* _Input_
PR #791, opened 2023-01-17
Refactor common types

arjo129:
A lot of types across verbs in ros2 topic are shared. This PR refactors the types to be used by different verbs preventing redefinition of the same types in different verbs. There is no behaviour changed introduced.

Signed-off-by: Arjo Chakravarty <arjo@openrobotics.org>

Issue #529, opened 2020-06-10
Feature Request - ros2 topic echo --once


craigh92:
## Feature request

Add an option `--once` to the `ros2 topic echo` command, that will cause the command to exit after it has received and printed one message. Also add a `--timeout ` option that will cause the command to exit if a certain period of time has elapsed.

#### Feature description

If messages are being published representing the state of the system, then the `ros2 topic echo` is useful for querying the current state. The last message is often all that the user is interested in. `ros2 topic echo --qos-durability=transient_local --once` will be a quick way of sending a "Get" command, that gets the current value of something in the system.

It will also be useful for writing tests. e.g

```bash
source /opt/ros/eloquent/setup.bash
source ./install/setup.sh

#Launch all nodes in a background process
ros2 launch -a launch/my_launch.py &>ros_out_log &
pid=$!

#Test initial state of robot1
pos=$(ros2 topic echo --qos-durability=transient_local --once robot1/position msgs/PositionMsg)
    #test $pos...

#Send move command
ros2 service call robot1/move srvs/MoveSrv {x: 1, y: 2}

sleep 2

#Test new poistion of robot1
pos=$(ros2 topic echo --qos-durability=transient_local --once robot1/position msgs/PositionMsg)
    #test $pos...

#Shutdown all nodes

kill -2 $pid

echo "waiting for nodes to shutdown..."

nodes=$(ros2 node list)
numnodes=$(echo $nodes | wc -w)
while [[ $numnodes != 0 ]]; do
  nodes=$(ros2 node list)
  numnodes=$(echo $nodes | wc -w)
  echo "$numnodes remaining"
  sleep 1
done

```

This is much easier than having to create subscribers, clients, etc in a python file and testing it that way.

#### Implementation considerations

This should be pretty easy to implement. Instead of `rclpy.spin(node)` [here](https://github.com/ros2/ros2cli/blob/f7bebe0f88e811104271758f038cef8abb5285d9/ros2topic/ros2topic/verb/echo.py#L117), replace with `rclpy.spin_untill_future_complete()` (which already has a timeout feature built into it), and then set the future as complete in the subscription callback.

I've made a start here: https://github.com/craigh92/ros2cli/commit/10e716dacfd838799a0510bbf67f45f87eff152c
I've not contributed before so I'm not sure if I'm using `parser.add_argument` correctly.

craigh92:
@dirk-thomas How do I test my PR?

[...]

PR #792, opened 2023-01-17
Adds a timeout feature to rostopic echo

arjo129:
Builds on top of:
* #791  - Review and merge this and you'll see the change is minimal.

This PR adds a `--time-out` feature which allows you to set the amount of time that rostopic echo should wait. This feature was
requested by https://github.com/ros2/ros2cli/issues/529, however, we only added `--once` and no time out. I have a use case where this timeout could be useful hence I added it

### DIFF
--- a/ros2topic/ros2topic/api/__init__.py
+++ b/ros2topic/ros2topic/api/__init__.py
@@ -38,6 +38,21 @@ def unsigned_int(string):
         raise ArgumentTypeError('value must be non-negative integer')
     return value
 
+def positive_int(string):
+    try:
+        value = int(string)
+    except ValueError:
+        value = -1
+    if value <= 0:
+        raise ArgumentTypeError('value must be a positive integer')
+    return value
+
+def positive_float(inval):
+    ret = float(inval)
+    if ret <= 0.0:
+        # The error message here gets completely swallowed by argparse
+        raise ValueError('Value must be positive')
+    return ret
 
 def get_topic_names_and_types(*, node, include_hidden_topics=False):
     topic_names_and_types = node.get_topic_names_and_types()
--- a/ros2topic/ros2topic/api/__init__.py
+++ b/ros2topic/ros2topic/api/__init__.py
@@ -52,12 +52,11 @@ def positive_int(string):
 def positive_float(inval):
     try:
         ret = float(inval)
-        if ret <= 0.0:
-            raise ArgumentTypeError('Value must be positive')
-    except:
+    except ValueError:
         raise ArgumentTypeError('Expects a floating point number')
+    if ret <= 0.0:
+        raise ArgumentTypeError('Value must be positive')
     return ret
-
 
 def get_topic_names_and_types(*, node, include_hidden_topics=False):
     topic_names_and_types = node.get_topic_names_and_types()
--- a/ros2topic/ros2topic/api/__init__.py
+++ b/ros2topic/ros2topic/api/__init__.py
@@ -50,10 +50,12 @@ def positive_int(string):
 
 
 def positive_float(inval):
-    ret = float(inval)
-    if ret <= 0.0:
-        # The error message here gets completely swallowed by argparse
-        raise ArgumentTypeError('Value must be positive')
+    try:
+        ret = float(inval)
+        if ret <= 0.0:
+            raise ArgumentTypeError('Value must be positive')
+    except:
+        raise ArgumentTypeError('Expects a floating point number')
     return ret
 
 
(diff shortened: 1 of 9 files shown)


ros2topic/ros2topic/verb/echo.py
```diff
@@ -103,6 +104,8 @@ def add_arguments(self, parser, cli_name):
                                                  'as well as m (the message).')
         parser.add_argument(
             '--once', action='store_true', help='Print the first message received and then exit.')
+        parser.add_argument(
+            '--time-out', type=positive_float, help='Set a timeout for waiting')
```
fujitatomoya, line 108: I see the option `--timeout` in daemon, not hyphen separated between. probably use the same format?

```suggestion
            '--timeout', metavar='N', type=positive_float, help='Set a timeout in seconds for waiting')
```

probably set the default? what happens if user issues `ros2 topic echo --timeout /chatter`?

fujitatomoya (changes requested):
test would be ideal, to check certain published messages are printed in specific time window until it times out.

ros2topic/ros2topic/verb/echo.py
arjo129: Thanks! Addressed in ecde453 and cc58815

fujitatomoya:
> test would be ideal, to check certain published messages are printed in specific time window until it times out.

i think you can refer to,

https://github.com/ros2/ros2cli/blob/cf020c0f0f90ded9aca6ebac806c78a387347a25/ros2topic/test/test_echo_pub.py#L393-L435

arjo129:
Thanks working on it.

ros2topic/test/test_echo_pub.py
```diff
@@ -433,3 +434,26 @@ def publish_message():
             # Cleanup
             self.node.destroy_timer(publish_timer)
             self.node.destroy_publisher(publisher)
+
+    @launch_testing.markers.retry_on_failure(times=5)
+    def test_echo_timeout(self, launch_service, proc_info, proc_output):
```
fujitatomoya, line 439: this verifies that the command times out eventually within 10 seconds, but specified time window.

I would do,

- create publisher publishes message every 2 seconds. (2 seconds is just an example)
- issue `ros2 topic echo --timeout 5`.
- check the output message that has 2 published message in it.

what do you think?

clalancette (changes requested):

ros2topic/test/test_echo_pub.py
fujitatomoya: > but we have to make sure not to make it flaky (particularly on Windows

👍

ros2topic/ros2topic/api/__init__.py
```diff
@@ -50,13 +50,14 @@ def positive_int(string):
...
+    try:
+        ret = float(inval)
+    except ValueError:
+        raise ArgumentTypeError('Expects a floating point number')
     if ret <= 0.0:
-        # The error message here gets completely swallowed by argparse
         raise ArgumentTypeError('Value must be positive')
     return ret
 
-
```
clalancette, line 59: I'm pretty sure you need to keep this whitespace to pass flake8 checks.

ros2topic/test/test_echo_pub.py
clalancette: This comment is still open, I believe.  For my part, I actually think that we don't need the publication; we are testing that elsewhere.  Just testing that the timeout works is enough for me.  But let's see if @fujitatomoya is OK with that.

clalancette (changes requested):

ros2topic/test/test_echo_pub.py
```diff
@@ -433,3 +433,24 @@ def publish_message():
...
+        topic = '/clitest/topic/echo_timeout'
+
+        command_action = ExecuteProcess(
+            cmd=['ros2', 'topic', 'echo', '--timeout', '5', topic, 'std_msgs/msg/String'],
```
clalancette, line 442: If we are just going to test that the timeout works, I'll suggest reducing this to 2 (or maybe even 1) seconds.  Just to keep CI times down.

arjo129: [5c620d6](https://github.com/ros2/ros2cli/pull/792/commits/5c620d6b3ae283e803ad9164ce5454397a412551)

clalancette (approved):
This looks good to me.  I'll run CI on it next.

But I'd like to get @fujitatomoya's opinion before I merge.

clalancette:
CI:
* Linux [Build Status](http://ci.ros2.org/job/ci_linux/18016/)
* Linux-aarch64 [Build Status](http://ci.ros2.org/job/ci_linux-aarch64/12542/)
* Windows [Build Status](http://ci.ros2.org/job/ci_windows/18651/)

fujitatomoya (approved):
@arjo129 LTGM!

* _About this exercise_
Start at the first line of the material and transcribe each line exactly, stopping once the line containing "It will also be useful for writing tests. e.g" has been written.

* _Output_
PR #791, opened 2023-01-17
Refactor common types

arjo129:
A lot of types across verbs in ros2 topic are shared. This PR refactors the types to be used by different verbs preventing redefinition of the same types in different verbs. There is no behaviour changed introduced.

Signed-off-by: Arjo Chakravarty <arjo@openrobotics.org>

Issue #529, opened 2020-06-10
Feature Request - ros2 topic echo --once


craigh92:
## Feature request

Add an option `--once` to the `ros2 topic echo` command, that will cause the command to exit after it has received and printed one message. Also add a `--timeout ` option that will cause the command to exit if a certain period of time has elapsed.

#### Feature description

If messages are being published representing the state of the system, then the `ros2 topic echo` is useful for querying the current state. The last message is often all that the user is interested in. `ros2 topic echo --qos-durability=transient_local --once` will be a quick way of sending a "Get" command, that gets the current value of something in the system.

It will also be useful for writing tests. e.g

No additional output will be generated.